On Friday, I was the one that got the surprise. When the announcer came over the microphone system and announced to the 300 people in attendance that the surprise guest host was none other than Cyd Zeigler, from “The Fag Five,” the place erupted with cheers.

Wait, wait, wait. Cheers? I’m a gay guy. I AM GAY. They’re supposed to whip out their Bibles and start praying for me.

Yet, I saw none of that. The 300 people laughed when I proclaimed that I was, in fact, a certifiable “cocksucker.” They rolled in the aisles when I put the microphone in a precarious position. And when I insinuated that a couple quarterbacks of certain teams might be gay, they joined in the fun and threw out some names of their own.

Jim, a former loyal listener to Kiley & Booms, came up to me and told me how happy he was that the surprise guest host was me. He told me about his gay brother in the military, and how our bit on that show had given him more compassion for his brother.

There was Chad, the 24-year-old who had already been married for four years, who couldn’t stop telling me how much he appreciated me coming to Springfield, and how much he enjoyed my little “routine.”

There were Dwight and Tracy, an unmarried couple, with whom I spent much of the weekend, who laughed heartily at my often crude gay jokes. At times, I tried testing how far I could go before they said I’d gone far enough – I never got there.

Greg Hanson, the owner of the bar, told me as I was leaving that he’d personally finance a radio show with Chuck and me; a guy with an Eminem hat and I lamented the 2000 Grammys; Derek, another guy married at the age of 24, joked around with me as I hit on him, shared a blowjob shot and took my shirt off onstage for him.

As I was leaving Springfield the very early morning after watching the Bucs kick the Raiders all over the field (and it certainly helped the matter with these folks that I had picked the Bucs by 17 all weekend), I was left with a couple emotions.

I was amazed at how people in the middle of fly-over country could, with some humor and gentle nudging, come a long way when it comes to accepting gay people. With this Web site, and with the radio show, we reached into their homes and affected how they think about us.

I was also surprised. My perception of the Midwest was of a few million close-minded ultraconservatives who were rather you were a drug pusher than that you were gay. While the latter part of that might not be so far off, the former – the notion that they’re close-minded – got turned upside down last weekend.

Overwhelmingly, person after person, a theme developed in their comments to me. Dozens of them told me how they were, just a few months ago, homophobic; how no gay man could be appreciated in their eyes; how they thought it was wrong and the people who were gay would go to hell.

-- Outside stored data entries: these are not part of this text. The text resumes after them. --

PR #4514, opened 2025-05-28
Remove experimental flag for Symbol.dispose

### LINKED ISSUE #4513: Remove experimental flag for Symbol.dispose
### Motivation

With the explicit resource management proposal moving to stage 4 (https://bsky.app/profile/robpalmer.bsky.social/post/3lqaieimpq222), and every major runtime and browser supporting it by default now (https://v8.dev/features/explicit-resource-management), we should remove the experimental flag `WASM_BINDGEN_EXPERIMENTAL_SYMBOL_DISPOSE` and generate `Symbol.dispose` definition by default.

ketanhwr:
Closes #4513

### DIFF
--- a/crates/cli-support/src/js/mod.rs
+++ b/crates/cli-support/src/js/mod.rs
@@ -1193,16 +1193,14 @@ __wbg_set_wasm(wasm);"
             wasm_bindgen_shared::free_function(name),
         ));
         ts_dst.push_str("  free(): void;\n");
-        if self.config.symbol_dispose {
-            dst.push_str(
-                "
-                [Symbol.dispose]() {{
-                    this.free();
-                }}
-                ",
-            );
-            ts_dst.push_str("  [Symbol.dispose](): void;\n");
-        }
+        dst.push_str(
+            "
+            [Symbol.dispose]() {{
+                this.free();
+            }}
+            ",
+        );
+        ts_dst.push_str("  [Symbol.dispose](): void;\n");
         dst.push_str(&class.contents);
         ts_dst.push_str(&class.typescript);
 
@@ -2724,7 +2722,7 @@ __wbg_set_wasm(wasm);"
     pub fn generate(&mut self) -> Result<(), Error> {
         self.prestore_global_import_identifiers()?;
         // conditionally override Symbol.dispose
-        if self.config.symbol_dispose && !self.aux.structs.is_empty() {
+        if !self.aux.structs.is_empty() {
             self.expose_symbol_dispose()?;
         }
 
--- a/crates/cli-support/src/lib.rs
+++ b/crates/cli-support/src/lib.rs
@@ -39,7 +39,6 @@ pub struct Bindgen {
     multi_value: bool,
     encode_into: EncodeInto,
     split_linked_modules: bool,
-    symbol_dispose: bool,
 }
 
 pub struct Output {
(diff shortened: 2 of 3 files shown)


crates/cli-support/src/js/mod.rs
```diff
@@ -2724,7 +2722,7 @@ __wbg_set_wasm(wasm);"
     pub fn generate(&mut self) -> Result<(), Error> {
         self.prestore_global_import_identifiers()?;
         // conditionally override Symbol.dispose
-        if self.config.symbol_dispose && !self.aux.structs.is_empty() {
+        if !self.aux.structs.is_empty() {
             self.expose_symbol_dispose()?;
```
ketanhwr, line 2726: I'm not completely sure if I should remove `expose_symbol_dispose()` as well.

guybedford:
`Symbol.dispose` is still not supported in Safari - https://caniuse.com/mdn-javascript_builtins_symbol_dispose.

I think a middle ground here might be to have `const symbolDispose = Symbol.dispose || Symbol('dispose')` and then use that throughout and removing the flag once that is proven out.

guybedford:
@daxpedda if I'm understanding you right are you saying the output should define `Symbol.dispose = Symbol.dispose || Symbol('dispose')` or to instead use `const symbolDispose = Symbol.dispose || Symbol('dispose')` in the implementation?

I do think we need to pick one of these to land this change. I think not overriding `Symbol.dispose` is problably best so the second option would be my recommendation.

daxpedda:
I actually meant to not change the implementation at all.

Why would we not want to overwrite `Symbol.dispose`?

guybedford:
> Why would we not want to overwrite Symbol.dispose?

It's never a good idea to mutate the environment in JS.

daxpedda:
> > Why would we not want to overwrite Symbol.dispose?
> 
> It's never a good idea to mutate the environment in JS.

I don't think that's a concern here. These are our own types we define. So in practice we aren't overriding anything.

Maybe you are thinking of imported types here?

crates/cli-support/src/js/mod.rs
```diff
@@ -2724,7 +2722,7 @@ __wbg_set_wasm(wasm);"
     pub fn generate(&mut self) -> Result<(), Error> {
         self.prestore_global_import_identifiers()?;
         // conditionally override Symbol.dispose
```
daxpedda, line 2724: I think the wording here is misleading, as its not actually overriding anything.

Am I missing something here?
Or is this just JS terminology?

guybedford (changes requested):
I'm referring to this line: https://github.com/wasm-bindgen/wasm-bindgen/blob/main/crates/cli-support/src/js/mod.rs#L1709

Basically, when we do `global.Symbol.dispose = Symbol('Symbol.dipose')` we are mutating the global JS environment.

Instead, we should do `const symbolDispose = Symbol.dispose || Symbol('Symbol.dispose')`.

Should be a straightforward fix, but marking clearly as a requirement for this to move out of experimental.

daxpedda:
I didn't know about this. We should definitely not do that, agreed.
Apologies, you were talking about the right thing, I was just confused and should have asked what you were talking about here exactly.

Do you know why is it necessary in the first place?
When I try adding an unsupported `Symbol` to a class, it seems to work just fine.
So I'm a bit confused why we have this workaround in place to begin with.

guybedford:
In Safari, when `Symbol.dispose` does not exist, we define it into the global, and then reference `Symbol.dispose` in all usage.

Instead, we should always reference a private local variable `symbolDispose` which is set from the global `Symbol.dispose` when available, or created from our private symbol `Symbol('Symbol.dispose')`.

One benefit of defining `Symbol.dispose` is that users can also call it, but the solution there is to use a global polyfill library before loading wasm bindgen code.

wasm-bindgen should not itself be polyfilling global features is the point as that's not the expectation users have.

daxpedda:
> wasm-bindgen should not itself be polyfilling global features is the point as that's not the expectation users have.

Totally agreed.

@ketanhwr let me know if anythings unclear.

guybedford:
I've posted up what was discussed here in https://github.com/wasm-bindgen/wasm-bindgen/pull/4666, let's move the conversation there.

Somehow, through our humor and our honesty on both Outsports and the Kiley & Booms show, we got through to them. They started to realize that what we do with our lives is our own business, not theirs; they came to believe that gay people could be “normal,” and that they could actually enjoy their company. No small feat for a city of 200,000 Bible thumpers.

While it would have been fun to be in San Diego last weekend – this biggest party this country will see this year – it was so much more rewarding to freeze my butt off, listen to Kenny Chesney, and tell gay jokes to a group of recovering homophobes.